The Sunrise was at 5:54am today and yes, I was there for it. I love my morning jaunts to the lake to watch the sunrise over beautiful lake Ontario. I love the sound of the birds and the water gently hitting the rocks on shore. The view is spectacular.
I always say a prayer as the sun starts to peak over the horizon. I ask the Universe...God...to protect me and keep me healthy, and then I ask the same for those I love and for those I don't even know. And I'm grateful for all my blessings. Then I walk along the lake, make my way into town, pick up my cappuccino and then head back to the lake - sit on a bench and enjoy the view - taking it all in, feeling energized and a sense of deep contentment. There is nothing I need. I've got it all.
But today, I felt something else. This feeling comes and goes, but today it was intense. I felt "Survivor's guilt".
Two years ago, around this time, I had just received my stage 4 cancer diagnosis. I really didn't know if I was going to live or die. I was recovering from one surgery and gearing up for my next.

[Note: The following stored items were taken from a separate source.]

PR #214, opened 2019-11-21
Add configuration UI for administering the farm_access module

### LINKED ISSUE #187: Using farmOS.app with self-hosted farmOS
@jgaehring and I have been working on getting the farmOS Field Kit (https://github.com/farmOS/farmOS-client) working as a PWA (progressive web app) on https://farmOS.app. So far it's working well!

One remaining piece is CORS configuration. Since the app runs in the browser and is served from a different domain than farmOS, the browser prevents cross-domain requests, so the client doesn't work.

I set up Farmier-hosted instances to work with farmOS.app by adding the following headers to page responses:

```
Access-Control-Allow-Origin: https://farmos.app
Access-Control-Allow-Credentials: true
Access-Control-Allow-Headers: Content-Type,Authorization,X-CSRF-Token
Access-Control-Allow-Methods: GET,POST,PUT,DELETE,HEAD,OPTIONS
```

This is currently being added by a custom module, so it isn't included in farmOS itself. This means that farmOS.app will not work if you are self-hosting farmOS.

There is a spectrum of approaches we could take:

1. Document how to install and configure the Drupal CORS module (https://www.drupal.org/project/cors) in your own self-hosted farmOS. This would be the most burdensome on end-users as it would require both filesystem and configuration changes to set up. But it means we aren't adding any additional code or dependencies to farmOS core (a good thing).
2. Include the Drupal CORS module in farmOS, and provide some default configuration that allows it to work automatically with https://farmOS.app. This would mean it works with farmOS.app out of the box, and you could go into the CORS configuration and modify it if you wanted to... for example if you wanted to self-host the client instead of using farmOS.app.
3. Provide our own simplified CORS configuration module in farmOS that is tailored for farmOS's API, and defaults to working with https://farmOS.app. This would mean farmOS.app works out of the box, and we could also add the ability for the user to add additional domains, while keeping all the other access control headers fixed. This would provide the most user-friendly UI for configuring CORS if you needed to add your own domains, and wouldn't add a new dependency on the CORS module.

It's also worth noting that in the long run I'd like to include the farmOS-client UI directly in farmOS, which means CORS would not be an issue in the first place, and https://farmOS.app would no longer be necessary. With that in mind, approach (1) above would be the best because it doesn't involve adding anything to farmOS, and would be considered a stop-gap for users who are interested in self-hosting and using farmOS.app in the meantime.

(Also note that using the Android/iOS apps do not need CORS configuration - only https://farmOS.app because it is in the browser.)

jgaehring:
This was needed to give users (particularly self-hosted users) a means of configuring which third-party client sites can access the farmOS API. Prior to this we had farmos.app hardcoded in, but in the future, other clients may want to connect as well. It also alleviates a pain point in development of Field Kit, where we had to go into the module and modify the hardcoded value in order to connect via http:localhost:8080 instead of farmos.app.

This resolves #187 and https://www.drupal.org/project/farm/issues/3083205

Thanks @mstenta for all the help!

### DIFF
--- a/modules/farm/farm_access/farm_access.install
+++ b/modules/farm/farm_access/farm_access.install
@@ -32,6 +32,9 @@ function farm_access_uninstall() {
   foreach ($roles as $name) {
     user_role_delete($name);
   }
+
+  // Clean up variables.
+  variable_del('farm_access_allow_origin');
 }
 
 /**
--- a/modules/farm/farm_access/farm_access.module
+++ b/modules/farm/farm_access/farm_access.module
@@ -33,6 +33,69 @@ function farm_access_hook_info() {
 }
 
 /**
+ * Implements hook_permission().
+ */
+function farm_access_permission() {
+  $perms = array(
+    'administer farm_access module' => array(
+      'title' => t('Administer farm access module'),
+    ),
+  );
+  return $perms;
+}
+
+/**
+ * Implements hook_farm_access_perms().
+ */
+function farm_access_farm_access_perms($role) {
+  $perms = array();
+
+  // Load the list of farm roles.
+  $roles = farm_access_roles();
+
+  // If this role has 'config' access, grant access to farm_access configuration.
+  if (!empty($roles[$role]['access']['config'])) {
+    $perms[] = 'administer farm_access module';
+  }
+
+  return $perms;
+}
+
+/**
+ * Implements hook_menu().
+ */
+function farm_access_menu() {
+
+  // Access configuration form.
+  $items['admin/config/farm/access'] = array(
+    'title' => 'Access',
+    'description' => 'Access configuration settings.',
+    'page callback' => 'drupal_get_form',
+    'page arguments' => array('farm_access_settings_form'),
+    'access arguments' => array('administer farm_access module'),
+  );
+
+  return $items;
+}
+
+/**
+ * Access settings form.
+ */
+function farm_access_settings_form($form, &$form_state) {
+
+  // Metric or US/Imperial.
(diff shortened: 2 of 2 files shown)


modules/farm/farm_access/farm_access.module
```diff
@@ -32,6 +32,69 @@ function farm_access_hook_info() {
...
+/**
+ * Implements hook_farm_access_perms().
+ */
+function farm_access_farm_access_perms($role) {
+  $perms = array();
+
+  // Load the list of farm roles.
+  $roles = farm_access_roles();
+
+  // If this role has 'config' access, grant access to quantity configuration.
```
mstenta: "grant access to **quantity** configuration."

modules/farm/farm_access/farm_access.install
```diff
@@ -43,3 +43,8 @@ function farm_access_update_7000(&$sandbox) {
     module_enable(array($module));
   }
 }
+
+/**
+ * Clean up variables.
+ */
+variable_del('farm_access_allow_origin');
```
mstenta: This needs to be inside `hook_uninstall()` so it only runs when the module is uninstalled.

mstenta (commented):
Thanks @jgaehring - looks great!

Just two minor things I see...

jgaehring:
Thanks for catching those mistakes, @mstenta! Just amended my commits. Let me know if there's anything else.

mstenta:
Merged! Thanks @jgaehring !

Closed https://www.drupal.org/project/farm/issues/3083205 as well.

I changed my eating habits and got clear on my priorities - my health and wellness took center stage.
So today, as I was walking, I decided to run up the staircase pictured here. I ran up and I noted that I wasn't out of breath nor did my legs hurt - I wasn't uncomfortable at all. I ran up those stairs like a young person and I thought to myself, you're really doing it...the changes in your life are taking hold and you are in better shape now then you have ever been, both mentally and physically.

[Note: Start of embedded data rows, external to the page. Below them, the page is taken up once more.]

PR #226, opened 2020-01-06
Fix location input in Planting Quick Form

### LINKED ISSUE #209: Improve date selectors in Planting Quick Form
The date selector for `Seeding`, `Transplanting` and `Harvest` logs in the Planting Quick Form is inconsistent with those supplied in the UI for creating each individual `Log` type.

When creating an individual `log` of these types you can select a date -10/+3 years from the current year. In the Planting Quick Form each date selector provides -3/+10 years.

1. I think the Quick Form selectors should be changed to provide -10/+3 years, as the UI for individual logs provides.
2. It would be great if you could optionally input *any* year... I was going to enter `2006` but can't. The only way around this (that I can think of) is doing it via API. I'm sure there's a barrier to adding this ability, can we overcome it?

### LINKED ISSUE #210: Add description to input fields in Planting Quick Forms
There are descriptions under these fields in the `New Planting` form - we should add the input field descriptions to the `Crop` and `Location` fields in the Planting Quick Form. (`Location`s are included under `seeding`, `transplanting`, and `harvest` options)

Consistent UI! Specifically, its good to know that you can supply multiple locations in the `location` input field.

New Planting form:
Screen Shot 2019-10-26 at 10 19 21 AM

Planting Quick Form:
Screen Shot 2019-10-26 at 10 19 41 AM

### LINKED ISSUE #211: location input field character limit is too small in Planting Quick Form
The `location` field in the Planting Quick Form only allows 128 characters. The `location` field in the New Planting form has no limit. When entering multiple locations with a long name, you can hit the character limit rather quickly, which could prevent users from adding multiple locations.

paul121:
This fixes #211.

- Updated the `location` texfield to have unlimited length to allow inputting many locations (previously was limited to html/css default of 128 characters)
- Trim the `location` string to ensure the length of the planting asset `name` field is < 255 characters. This also takes into account the `season` and `crop tags` to make sure the TOTAL length (with spaces) is less than 255.
- Set the planting asset `name` field's `maxlength` property to 255 characters. Previous was 128 character default.
- Add description fields for Crops and Locations. Closes #210 
- Update the `date_year_range` to `-10:+3` for consistency with other date selectors. Closes #209 

@mstenta I saw your commit https://github.com/farmOS/farmOS/commit/94291e4b92cadae6cb6ebc40c9c4b35e1fc2f985 that added a `farm_movement_asset_location_validate` function to validate the length of each location name to < 255 characters. I thought about copy/pasting the same validator here, but was hesitant for a couple reasons: 
1. Is that code reusable? Not sure if I could simply link to `farm_movement_asset_location_validate` in this file. Also, I don't think the `form_state['values']` are structured the same way, so it would probably fail if I could. Can `farm_asset` provide a callback to validate an `asset_name` ?
2. I also omitted that for sake of simplicity. Kinda unlikely that location names > 255 characters will be input. It would be best if we had a reusable validation function so we aren't copy/pasting wherever we have `asset name` in a form.

### DIFF
--- a/modules/farm/farm_crop/farm_crop.farm_quick.planting.inc
+++ b/modules/farm/farm_crop/farm_crop.farm_quick.planting.inc
@@ -177,6 +177,7 @@ function farm_crop_planting_quick_form($form, &$form_state) {
         '#type' => 'textfield',
         '#title' => t( 'Location'),
         '#autocomplete_path' => 'taxonomy/autocomplete/field_farm_area',
+        '#maxlength' => NULL,
         '#ajax' => array(
           'callback' => 'farm_crop_planting_quick_form_name_ajax',
           'wrapper' => 'planting-name',
--- a/modules/farm/farm_crop/farm_crop.farm_quick.planting.inc
+++ b/modules/farm/farm_crop/farm_crop.farm_quick.planting.inc
@@ -249,10 +249,13 @@ function farm_crop_planting_quick_form($form, &$form_state) {
   }
 
   // The planting will be named based on the season, location and crop.
+  // The location string may be trimmed to 253 char (accounting for spaces)
+  // to ensure that the asset name is less than 255 characters.
+  $crop_string = implode(',', $crop_tags);
   $planting_name_parts = array(
     $season,
-    $location,
-    implode(', ', $crop_tags),
+    substr($location, 0, (253 - strlen($season) - strlen($crop_string)) ),
+    $crop_string,
   );
   $planting_name = implode(' ', $planting_name_parts);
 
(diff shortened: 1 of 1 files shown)


paul121:
Ah, I was curious if we could do a simple regex validation for the location text field? Check that each comma separated value is < 255 characters?

mstenta:
Thanks @paul121! Finally got around to merging this.  :-)

> Ah, I was curious if we could do a simple regex validation for the location text field? Check that each comma separated value is < 255 characters?

This is a good thought. We can think about it in a new issue if we want, but it doesn't need to hold up these improvements. The chances of someone entering an area name that is over 255 characters long is pretty slim, I think. But I agree it would be good to have a check in place to ensure it doesn't cause an error.

PR #230, opened 2020-01-15
Add a farm metrics module to collect high level metrics

paul121:
This module does a few things:

-  Refactors `hook_farm_dashboard_metrics` into `hook_farm_metrics`
-  Implements `hook_farm_dashboard_pane` to display metrics on the dashboard
-  Creates an endpoint at `/farm_metrics.json` to expose metrics over API

Currently this module does not check for any OAuth Scope. I'll include this feature in the PR for the `farm_api_oauth` module.


mstenta:
Awesome thanks @paul121 ! I rebased+merged this with a few changes (discussed with @paul121 in chat):

- Allow all farm roles to access metrics (not just managers).
- Check the new permission when displaying the metrics dashboard pane (only show pane if user has perm).
- Install farm_metrics on new and existing sites via update.php.
- Added a `farm_metrics()` helper function that is used by `farm_metrics_info()` and `farm_metrics_dashboard_pane()`.
- Moved metrics to `/farm.json` instead of `/farm_metrics.json`.

PR #251, opened 2020-02-21
Add farm setup wizard

### LINKED ISSUE #248: Allow modules to be configured in the setup wizard
One main feature of the setup wizard will allow `default` and `optional` `farm` modules to be enabled. General requirements:
- Once enabled, modules should not be disabled/uninstalled
  - Explain this to users
  - In the future, perhaps some "simple" modules could be uninstalled?
- Display enabled modules as "checked"
- Display checkboxes in a fieldset

### LINKED ISSUE #249: Enable contrib modules via the setup wizard
It would be great to also be able to enable contrib modules via the setup wizard.

Some considerations:
- It likely will not be possible to _download_ contrib modules via the setup wizard. What this means is, it will be up to the _host_ to download contrib modules to the `sites/all/modules` directory.
  - Some hosts, such as Farmier, could download pre-approved contrib modules to this directory and allow users to enable them at a later time.
- We can use `system_rebuild_module_data()` to check if they are present when building the form, and then show them as optional checkboxes in the setup wizard.
- @mstenta Perhaps rather than a pre-approved list of contrib modules, could this just look for modules in the `farmOS Contrib` package? In this way, the "pre-approved list" is really just the host deciding which modules are downloaded

paul121:


paul121:
@mstenta I think this PR is nearly done for a first pass on `farm_setup`

What I've done is provide "start" and "finished" steps in `farm_setup` that are used in the setup wizard.
- I think we could add more info to the "start" to briefly explain the setup process & welcome users.
- Similarly the "finished" step needs a bit more polishing. This is also displayed as the "finished" tab in the setup menu, where the list of taxonomies is provided.

It's probably easier to get a feel for those once you test and have it running locally. I don't think we'll need more than simple visual changes there.

mstenta:
Great thanks @paul121 ! I have a few things in the queue ahead of this, but looking forward to reviewing soon!

mstenta:
Despite the fact that this is mostly done, @paul121 and I chatted about this and decided to close this PR for the 7.x-1.x branch as "won't fix". It is already implemented in 2.x, mostly the same but with some differences, and we are just going to focus on that branch instead of worrying about getting this into 7.x-1.x.

There are some features in this that are not in 2.x, so @paul121 will leave his branch up for future reference.

PR #266, opened 2020-03-27
Fix minor bug when enabling OAuth Clients via admin form.

paul121:
The `client_secret` is an optional attribute for OAuth2 Clients provided via `hook_farm_api_oauth2_client`.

And then it hit me like a wave...wow, you are a cancer survivor and look what you just did...how did I get so lucky? Why was I given a second chance? Why was I given more time? Why do young people, mothers, fathers, sisters, brothers, children not get that second chance? Why me over someone else? There is no answer to any of this...
So instead of staying in the emotion of "guilt"...I moved myself into happiness. Happy that I am well and feeling wonderful. Happy for all that I have been blessed with. Happy that I can enjoy the present and imagine my future. Happy that I can give and feel love. Happy that I have the energy to be a good mom, sister, daughter, friend!

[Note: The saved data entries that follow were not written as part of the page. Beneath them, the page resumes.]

PR #276, opened 2020-04-16
Fix minor UI bug with Glyphicons being duplicated

symbioquine:
Updated fix based on https://github.com/farmOS/farmOS/pull/275#issuecomment-614697939

Fixes


mstenta:
Thanks @symbioquine !

PR #283, opened 2020-04-24
Add farmOS Default OAuth Client

paul121:


paul121:
@mstenta this should be pretty straightforward. I'm just passing the `settings` array that the `oauth2_server` module expects when customizing clients. This is much simpler than trying add another API layer only allowing some of the settings to be configured.

One question: enabling this default client on existing farmOS installs? Will we need to do manually enable the client in a `hook_update` ?

mstenta:
Thanks @paul121! I made two small changes before merging:

1. I updated `farm_api_modules_enabled()` to ensure that it handles the new settings array on behalf of modules that provide it.
2. I added `farm_api_update_7002()` to enable the new default client on existing installations.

Our emotions are part of who we are. I choose to learn what I can from what I'm feeling and use my emotions to guide me. Now, my goal in life is to live with intention. Saying "yes" to opportunity, adventure, experiences. Not being afraid to put myself out there. To be authentic. To be kind. To be of service. To be the best version of myself that I can. To be gentle and to love fiercely.
My morning was spectacular...
...and then I silently sent out some loving kindness to all those who have passed on and for those in the midst of struggle.
...and I sent loving kindness to all of you too.
Definition of Happiness: Happiness is an emotional state characterized by feelings of joy, satisfaction, contentment, and fulfillment. While happiness has many different definitions, it is often described as involving positive emotions and life satisfaction.